• [Collected data]:

"""

PR #3213, opened 2022-04-28
Do not merge.

matthewhammer:


src/lowering/desugar.ml
```diff
@@ -68,6 +68,23 @@ and exp' at note = function
...
+  | S.ToCandidE es ->
+    (* desugaring to_candid introduces explicit IR tuple: *)
+    let arg = tupE (exps es) in
+    begin match T.normalize arg.note.Note.typ with
+    | T.Tup ts (* our original idea: *)
+        when false -> (primE (I.SerializePrim [T.Tup ts]) [arg]).it
+
+    | T.Tup ts -> (* my proposal 2022-04-28: *)
+      (primE (I.SerializePrim ts) (exps es)).it
+
```
matthewhammer, line 80: @crusso I keep wanting to deviate from our original plan, and try something like above, where we use the argument-list structure of the primitive, instead of eschewing it with an extra tuple.

I've actually convinced myself that we need to do this if we really want to encode and decode messages.  Otherwise, we can never encode a multi-component message with `to_candid`, which is actually what `from_candid` expects, hence the [deserialization mismatch in our original PR](https://github.com/dfinity/motoko/pull/3155/files#r861110699).

matthewhammer: WDYT?

matthewhammer:
This PR has served its purpose (communication).  Closing.

PR #3220, opened 2022-05-03
fix: use symbolic mangling in rts to avoid platform differences

crusso:
We currently produces different rts binaries on darwin and linux, due to the legacy Rust mangling scheme.

This PR instructs rustc to use the new(ish) symbolic mangling scheme in the hope that it resolves platform differences.

### DIFF
--- a/rts/motoko-rts/.cargo/config
+++ b/rts/motoko-rts/.cargo/config
@@ -1,4 +1,4 @@
 # NB. codegen-units=1 is not necessary, but it generates less .o files for core,
 # std, and compiler_builtins and makes it easier to find symbols.
 [build]
-rustflags = ["-Crelocation-model=pic", "-Ccodegen-units=1"]
+rustflags = ["-Crelocation-model=pic", "-Ccodegen-units=1", "-Csymbol-mangling-version=v0"]
--- a/rts/motoko-rts/.cargo/config
+++ b/rts/motoko-rts/.cargo/config
@@ -1,4 +1,4 @@
 # NB. codegen-units=1 is not necessary, but it generates less .o files for core,
 # std, and compiler_builtins and makes it easier to find symbols.
 [build]
-rustflags = ["-Crelocation-model=pic", "-Ccodegen-units=1", "-Csymbol-mangling-version=v0"]
+rustflags = ["-Crelocation-model=pic", "-Ccodegen-units=1", "-Csymbol-mangling-version=v0", "-Zremap-cwd-prefix=."]
--- a/rts/motoko-rts/src/lib.rs
+++ b/rts/motoko-rts/src/lib.rs
@@ -93,8 +93,9 @@ pub(crate) unsafe fn rts_trap_with(msg: &str) -> ! {
 
 #[cfg(feature = "ic")]
 #[panic_handler]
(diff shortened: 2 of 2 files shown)


ggreif:
Is this `symbol-mangling-version=v0` a legacy option? I am a bit concerned about it being a dead-end...

nomeata:
We could also, at least for the official releases made by CI, use the linux-built RTS for both platforms. Easy due to nix.

crusso:
> We could also, at least for the official releases made by CI, use the linux-built RTS for both platforms. Easy due to nix.

Given that the hack in this PR doesn't actually work, I'd be up for that. Not sure my Nix foo is up to it though. @ggreif you seem more confident about hacking our build system....

nomeata:
Why does it matter that the two compilers produce different rtss?

crusso:
> Why does it matter that the two compilers produce different rtss?

Roman is trying to use bazel to build the replica and wants the darwin and linux mocs to produce identical binaries.

nomeata:
Hmm, I’d punt for that now. We could make it work, but it would complicate CI (we’d have separate build-rts and build steps, hope Github runs them in the right order, and uses the cache properly to pass the artifact between them).

Or at least I’ll drag my feet a bit to see if the request persists or vanishes :-)

How does Rust fare on this front?

crusso:
Our definition of `panic` in lib.rs is causing mangled names to be exported (dunno why, but something to do with the fmt crate and panic's attempt to give useful info with a crash). If I simplify it, the mangled exports disappear, GOT relocations seem unnecessary (the dylink section is empty) and I think it might just work (once I strip the name section, or drop it from the motoko linker). All very fragile... Anyone know a good tool for stripping the name section only? wasm-strip is too caustic and takes out the `dylink` section too.

crusso:
Ok, after stripping out the name section I get the binaries to differ in just one constant in some panic related code: a TypeId generated by the Rust compiler in some host-platform specific way. At this point, I declare defeat and Rust rather unsuited to bit compatible cross-compilation from different platforms. Who'd a thunk. 

I think our best bet is to do as Joachim suggests and build the runtime on one platform (linux) and embed the same wasm binary in both unix and darwin moc, and hope that ocaml doesn't have a similar problem producing the rest of our binaries.

Sigh.

crusso:
FTR, this is the one difference (before stripping name section in case anyone has a lead:

Darwin:
```wasm
  (func $_RNvXNtCs840lMrrG1oY_4core3anyNtNvMNtNtB4_5panic10panic_infoNtBw_9PanicInfo20internal_constructor9NoPayloadNtB2_3Any7type_idB4_a (type 10) (param i32) (result i64)
    i64.const 1863502032208819429)
```

Linux
```wasm
  (func $_RNvXNtCslSBBKmmhGCS_4core3anyNtNvMNtNtB4_5panic10panic_infoNtBw_9PanicInfo20internal_constructor9NoPayloadNtB2_3Any7type_idB4_ (type 10) (param i32) (result i64)
    i64.const -3347047285503844273)
```

chenyan-dfinity:
Ah, if it's the `TypeId` from Rust, `rustc` doesn't guarantee the same id on different platforms. I wonder if the same problem happens in Rust CDK.

luc-blaeser:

"""

From the data above, copy each line that holds "primE".

• [YOUR SOLUTION]:
+        when false -> (primE (I.SerializePrim [T.Tup ts]) [arg]).it
+      (primE (I.SerializePrim ts) (exps es)).it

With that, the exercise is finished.